Map of Kota Marudu District

The Kota Marudu District (Daerah Kota Marudu) is an administrative district in the Malaysian state of Sabah, part of the Kudat Division which includes the districts of Kota Marudu, Kudat and Pitas. The capital of the district is in Kota Marudu Town.

== Etymology ==
Kota means Fort. The name Marudu originated from the language of Balangigi people from the words of "Mairudu" or "Maiuludu" which means "a position located in the same place", referring to the geographical position of Marudu Bay which forms a large bay. Since then, the term Mairudu turns to Marudu and Mailudu becomes Maludu. Hence, Western writers often refer to Marudu as Marudu, Marudo or Maludu.
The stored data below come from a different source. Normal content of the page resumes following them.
Issue #6479, opened 2023-11-12
Warn if both `stream_large_bodies` and `modify_body` are set


mhils:
See below for a user report - we should print a warning if stream_large_bodies and modify_body are set. Contributions welcome! 😃 

--------------------

I found this and a few other links looking for information on this topic.  Several attempts were not producing the expected results.  I was using stream_large_bodies=1 and after rereading the docs more https://docs.mitmproxy.org/stable/concepts-options/#stream_large_bodies found that when using stream_large_bodies=1 the body is not stored and hence cannot be modified.

_Originally posted by @rosydawn6 in https://github.com/mitmproxy/mitmproxy/discussions/5151#discussioncomment-7537706_

rosydawn6:
I can do this.  My initial thought was to add some warning/notice to the options in the documentation.  You seemed to imply printing a warning message upon startup if stream_large_bodies flag is set?  Which would you like me to do - or both?

mhils:
I think it makes most sense to 1) mention it in the docstring for `stream_large_bodies`, and 2) log with ALERT level in the affected addons. Thanks! :)

rosydawn6:
Few comments on the attached PR:
I log with alert in both stream_large_modies addon and in modify_body addon.  If both options are set it will basically duplicate the log message.  Did you envision something else @mhils?

mhils:
Thanks, see PR. :)

PR #6514, opened 2023-12-01
Stream large bodies warn with modify body

rosydawn6:
#### Description

Added alert logging for stream_large_bodies and modify_body and enhance documentation around these options ( #6479 )

#### Checklist

 - [NA] I have updated tests where applicable.
 - [Y] I have added an entry to the CHANGELOG.


mitmproxy/addons/modifybody.py
```diff
@@ -20,7 +21,7 @@ def load(self, loader):
             """
             Replacement pattern of the form "[/flow-filter]/regex/[@]replacement", where
             the separator can be any character. The @ allows to provide a file path that
-            is used to read the replacement string.
+            is used to read the replacement string.  Streamed bodies cannot be modified.
```
mhils, line 24: I think this addition here may add a bit confusion as it's not clear that this refers to mitmproxy's off-by-default streaming functionality and not say any chunked HTTP encoding. I'd be fine with leaving this out here entirely and just document it in the `stream_large_bodies` option.

mitmproxy/addons/modifybody.py
```diff
@@ -30,6 +31,7 @@ def configure(self, updated):
             for option in ctx.options.modify_body:
                 try:
                     spec = parse_modify_spec(option, True)
+                    logging.log(ALERT, "Cannot modify streamed bodies.")
```
mhils, line 34: As you said, this is just duplicating - let's take it out.

mitmproxy/addons/proxyserver.py
```diff
@@ -211,6 +213,7 @@ def configure(self, updated) -> None:
         if "stream_large_bodies" in updated:
             try:
                 human.parse_size(ctx.options.stream_large_bodies)
+                logging.log(ALERT, "Cannot modify streamed bodies.")
```
mhils, line 216:
```suggestion
                logging.log(ALERT, "Both modify_body and stream_large_bodies are active. Streamed bodies will not be modified.")
```

(further suggestions welcome if you feel this is worse - I feel that directly linking this to the respective option names is useful here)

CHANGELOG.md
```diff
@@ -3,6 +3,7 @@
 ## Unreleased: mitmproxy next
 
 
+Enhance documentation and add alert log messages when stream_large_bodies and modify_body are set (#6479)
```
mhils, line 6:
```suggestion
* Enhance documentation and add alert log messages when stream_large_bodies and modify_body are set
```

CI will do the linking, but it needs to be a bullet point for that. :)

mhils (commented):
Thank you for the super nice first PR! It's great to have both docs updates + an interactive warning. 😃 🍰 🚀 

Super small suggestions below. :)

mitmproxy/addons/modifybody.py
rosydawn6: I have removed this and the corresponding import of ALERT

mitmproxy/addons/modifybody.py
rosydawn6: I have reverted this change

mitmproxy/addons/modifybody.py
rosydawn6: Clarifying that I did a git revert

CHANGELOG.md
rosydawn6: Thanks for that tip.

mitmproxy/addons/proxyserver.py
rosydawn6: I like linking to the option names.   One minor question the message now says that modify_body is active, but we are not checking for its presence.  Are we simply assuming that the body modification could happen via a def response lifecycle event or the modify_body option?

rosydawn6:
Thanks for your suggestions.  I overall agree and have made your changes with one clarifying question.

mitmproxy/addons/proxyserver.py
mhils: Ah, thanks for catching this. We should definitely check if modify_body is set, and only then emit an alert! :)

rosydawn6:
I have added the check for both options.  After some testing I saw that I need to check for both options being set in both addsons as the options can come in any order.

mhils (approved):
Thanks! 😃 🍰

The name Marudu was first mapped by a Dutch sailor in 1595 who sailed from Brunei and reached Marudu, Palawan and the Sulu Archipelago. While in the waters of Marudu, he found the Balangigi people or also called by the Spaniards as the "Camucones" became the sea troops of the Sultanates of Brunei and Sulu at the time.

== History ==
The district is once known as the stronghold of a local leader named Sharif Usman. The Sharif administer the area under the consent of the Sultanate of Sulu although he administer the place under his own as an independent chiefdom. He later involved in a dispute with the colonial authorities of British North Borneo after being accused as a pirate and involved in a slave trade, where he was killed during a battle with the latter and his entire fort in the area was destroyed. The district were once designated as a sub-district of Kudat District in 1952, known as Bandau, before upgraded to a full elevated district and renamed as "Kota Marudu".

== Demographics ==

The population of Kota Marudu district according to the last census in 2010 is 66,374. It consists mainly of Dusun (from the Gobukon, Tobilung, Tagahas, Bunduliwan-Tinagas, Kimaragang-Sonsogon, Garo, Luba and Talantang tribes), Rungus, Bajau, Orang Sungai (Tambanuo) and Chinese (mainly Hakkas). As in other districts of Sabah, there are a significant number of illegal immigrants from the nearby southern Philippines, notably from the Sulu Archipelago and Mindanao which are not included in the population statistics.

== Infrastructure ==
Kota Marudu features a dual carriageway within its township area, Kota Marudu town. It was planned in 2021 before it was eventually built in 2025, transition from a single to dual carriageway to ease traffic congestion.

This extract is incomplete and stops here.